### TASK BRIEF
Go through the records and report each line holding the string "supposed".

### Stored data
PR #1038, opened 2022-11-03
More fine grained info about times used to update Project Configuration

laeubi:
Currently only the total time is displayed, but intermediate steps are usefull as well.


mickaelistria:
That's IMO a good thing to add. Just a not that you may like to try using the Instant and Duration APIs for that; they are quite comfortable to use and provide good default printing/toString.

laeubi:
I once tried the new API but was not that convinced it really helps much in simple cases. But if you like you can rewrite it to show its usage,I might mostly lack experience with that to see its beauty :-)

PR #1039, opened 2022-11-03
Perform a regular cache cleanup and print some statistics

laeubi:


laeubi:
This do not perform any reload, but gives guava cache some time to cleanup (and prints some statistics on debug), my idea is to later perform some more tasks that save some memory.

mickaelistria:
Isn't the cache supposed to self clean-up in a smart enough way? What is the benefit of calling this explicitly?
As I read this patch, I see that it's more or less a workaround for the issue that MavenProjectFacades are not unique (what you mention about hashCode/equals being missing; or maybe the MavenProjectFacade not being the best key for the cache after all when a simple GAV could maybe be a better fit). I don't think this patch is "production-ready".

laeubi:
> Isn't the cache supposed to self clean-up in a smart enough way?

It depends a bit guava says that the cache performs *some* (or maybe none) cleanup actions on access/modification:

https://github.com/google/guava/wiki/cachesexplained#when-does-cleanup-happen

PR #1048, opened 2022-11-08
Add a Quick-Fix to add a dependency on missing types

laeubi:
Currently if a type is missing a user needs to search the workspace, then probably find the project and then go to the pom and add the desired coordinates.

This now adds a Quick-Fix to automate this and offers the user to add a dependency to a workspace project that contains the missing type.

## Missing type
grafik
## show quickfix
grafik
## compare pom with previous state from local history
grafik


mickaelistria:
Excellent!

mickaelistria (approved):

PR #1053, opened 2022-11-10
Remove references to deprecated method of project facade

laeubi:


laeubi:
We have one "evil" test here (`MavenPropertiesTest`) that modifies the project state directly ... this should be fixed.

org.eclipse.m2e.core/src/org/eclipse/m2e/core/project/IProjectConfigurationManager.java
```diff
@@ -62,6 +63,7 @@ void enableMavenNature(IProject project, IProjectConfiguration configuration, IP
 
   void updateProjectConfiguration(IProject project, IProgressMonitor monitor) throws CoreException;
 
+  @Deprecated(forRemoval = true)
```
HannesWell, line 66: Is there an alternative users should use? I think it would be good to add one or if not make clear why it should not be used and what should be done instead.

PR #1058, opened 2022-11-13
Incooperate the multi-module-base dir into the project configuration

laeubi:
Currently we do not consider the mmbd in the project configuration that is used to group projects "with the same config" what requires some special considerations.

This changes the behavior in a way that the mmpb is part of the persistent configuration


laeubi:
@HannesWell this should help with your maven.config story as well....

HannesWell:
> @HannesWell this should help with your maven.config story as well....

Great. Thanks! I will try that as soon as I have completed my current other work.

### YOUR SOLUTION
Isn't the cache supposed to self clean-up in a smart enough way? What is the benefit of calling this explicitly?
> Isn't the cache supposed to self clean-up in a smart enough way?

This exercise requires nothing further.